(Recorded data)
PR #1190, opened 2020-02-29
Tabular overview page bugfixes and moved code to controller

skbly7:
* Mobile rendering issue is now fixed
* Page resizes trigger rendering


app/assets/javascripts/controllers/challenges_controller.js
```diff
@@ -182,10 +182,80 @@ Paloma.controller('Challenges', {
           }
         });
       };
+
+      let table_of_content_as_tabs = function () {
+        if ($('#description-wrapper .md-content').length > 0) {
+          let force_scroll = false;
+          let content = $('#description-wrapper .md-content')[0].innerHTML;
+          $('<style>.force-active { color: #DE4B46 !important; font-weight: 700;}</style>').appendTo('body');
+          let first_link_in_content = $('#table-of-contents a').first().attr('href').split('#')[1];
```
piotrekpasciak: `first_link_in_content` seems to not be mutated anywhere. This kind of variables should be declared with `const` keyword instead of `let`.

Following variables also seem to not be mutated:
- first_link_content
- notification_data

app/assets/javascripts/controllers/challenges_controller.js
```diff
@@ -182,10 +182,80 @@ Paloma.controller('Challenges', {
           }
         });
       };
+
+      let table_of_content_as_tabs = function () {
+        if ($('#description-wrapper .md-content').length > 0) {
+          let force_scroll = false;
+          let content = $('#description-wrapper .md-content')[0].innerHTML;
+          $('<style>.force-active { color: #DE4B46 !important; font-weight: 700;}</style>').appendTo('body');
```
piotrekpasciak: Appending additional css to body is very unusual approach. Standard approach would to define css class and add it to selected elements.

app/assets/javascripts/controllers/challenges_controller.js
```diff
@@ -182,10 +182,80 @@ Paloma.controller('Challenges', {
...
+          let first_link_in_content = $('#table-of-contents a').first().attr('href').split('#')[1];
+          let first_link_content = $(content).filter('h2#'+first_link_in_content)[0].outerHTML;
```
piotrekpasciak: const

app/assets/javascripts/controllers/challenges_controller.js
```diff
@@ -182,10 +182,80 @@ Paloma.controller('Challenges', {
...
+          let notification_data = content.split(first_link_content)[0];
+          let reset_content_to_everything_if_mobile = function() {
```
piotrekpasciak: More standard approach is to move function declaration outside of business logic e.g top / bottom of file. 

With webpack we would be able to move this declaration to helper file that would be imported. But we can't do that now, unfortunately.

nemaniarjun:
@skbly7 would you like me to take this up ? I can fix it and merge it into master so that we have it parallel to prod?

app/javascript/stimulus_js/controllers/challenge_overview_controller.js
```diff
@@ -0,0 +1,100 @@
...
+                .each( (i,x) => content += x.outerHTML );
+        } else {
+            $(start).nextUntil(' h2 ')
+                .addBack() // Add back the 'start' element to the array
+                .each( (i,x) => content += x.outerHTML );
+        }
+
+        return content;
+    }
+in
```
piotrekpasciak: Should `in` be here?

app/javascript/stimulus_js/controllers/challenge_overview_controller.js
```diff
@@ -0,0 +1,100 @@
...
+
+    createTOC(){
+        $.each(this.headings, (index, heading) => {
+            // Add mt-0 to headings
+            $(heading).addClass('mt-0');
+            // Add id
+            $(heading).attr('id', `heading-${index}`);
+
+            // Create new list item in the TOC
+            let li = $('<li/>', { class: 'nav-item'}).appendTo(this.toc);
```
piotrekpasciak: Are these 3 `let` mutated anywhere? I think we could use `const` instead.

nemaniarjun: Will fix!

nemaniarjun: I kept them as `let` as I thought `const` wont work inside a `.each()` block, but it does. 

Thanks!

app/javascript/stimulus_js/controllers/challenge_overview_controller.js
nemaniarjun: aaah typos :/ nice catch!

→ **What to work on**
All entries are to be repeated exactly and completely.

→ **Expected answer**
PR #1190, opened 2020-02-29
Tabular overview page bugfixes and moved code to controller

skbly7:
* Mobile rendering issue is now fixed
* Page resizes trigger rendering


app/assets/javascripts/controllers/challenges_controller.js
```diff
@@ -182,10 +182,80 @@ Paloma.controller('Challenges', {
           }
         });
       };
+
+      let table_of_content_as_tabs = function () {
+        if ($('#description-wrapper .md-content').length > 0) {
+          let force_scroll = false;
+          let content = $('#description-wrapper .md-content')[0].innerHTML;
+          $('<style>.force-active { color: #DE4B46 !important; font-weight: 700;}</style>').appendTo('body');
+          let first_link_in_content = $('#table-of-contents a').first().attr('href').split('#')[1];
```
piotrekpasciak: `first_link_in_content` seems to not be mutated anywhere. This kind of variables should be declared with `const` keyword instead of `let`.

Following variables also seem to not be mutated:
- first_link_content
- notification_data

app/assets/javascripts/controllers/challenges_controller.js
```diff
@@ -182,10 +182,80 @@ Paloma.controller('Challenges', {
           }
         });
       };
+
+      let table_of_content_as_tabs = function () {
+        if ($('#description-wrapper .md-content').length > 0) {
+          let force_scroll = false;
+          let content = $('#description-wrapper .md-content')[0].innerHTML;
+          $('<style>.force-active { color: #DE4B46 !important; font-weight: 700;}</style>').appendTo('body');
```
piotrekpasciak: Appending additional css to body is very unusual approach. Standard approach would to define css class and add it to selected elements.

app/assets/javascripts/controllers/challenges_controller.js
```diff
@@ -182,10 +182,80 @@ Paloma.controller('Challenges', {
...
+          let first_link_in_content = $('#table-of-contents a').first().attr('href').split('#')[1];
+          let first_link_content = $(content).filter('h2#'+first_link_in_content)[0].outerHTML;
```
piotrekpasciak: const

app/assets/javascripts/controllers/challenges_controller.js
```diff
@@ -182,10 +182,80 @@ Paloma.controller('Challenges', {
...
+          let notification_data = content.split(first_link_content)[0];
+          let reset_content_to_everything_if_mobile = function() {
```
piotrekpasciak: More standard approach is to move function declaration outside of business logic e.g top / bottom of file. 

With webpack we would be able to move this declaration to helper file that would be imported. But we can't do that now, unfortunately.

nemaniarjun:
@skbly7 would you like me to take this up ? I can fix it and merge it into master so that we have it parallel to prod?

app/javascript/stimulus_js/controllers/challenge_overview_controller.js
```diff
@@ -0,0 +1,100 @@
...
+                .each( (i,x) => content += x.outerHTML );
+        } else {
+            $(start).nextUntil(' h2 ')
+                .addBack() // Add back the 'start' element to the array
+                .each( (i,x) => content += x.outerHTML );
+        }
+
+        return content;
+    }
+in
```
piotrekpasciak: Should `in` be here?

app/javascript/stimulus_js/controllers/challenge_overview_controller.js
```diff
@@ -0,0 +1,100 @@
...
+
+    createTOC(){
+        $.each(this.headings, (index, heading) => {
+            // Add mt-0 to headings
+            $(heading).addClass('mt-0');
+            // Add id
+            $(heading).attr('id', `heading-${index}`);
+
+            // Create new list item in the TOC
+            let li = $('<li/>', { class: 'nav-item'}).appendTo(this.toc);
```
piotrekpasciak: Are these 3 `let` mutated anywhere? I think we could use `const` instead.

nemaniarjun: Will fix!

nemaniarjun: I kept them as `let` as I thought `const` wont work inside a `.each()` block, but it does. 

Thanks!

app/javascript/stimulus_js/controllers/challenge_overview_controller.js
nemaniarjun: aaah typos :/ nice catch!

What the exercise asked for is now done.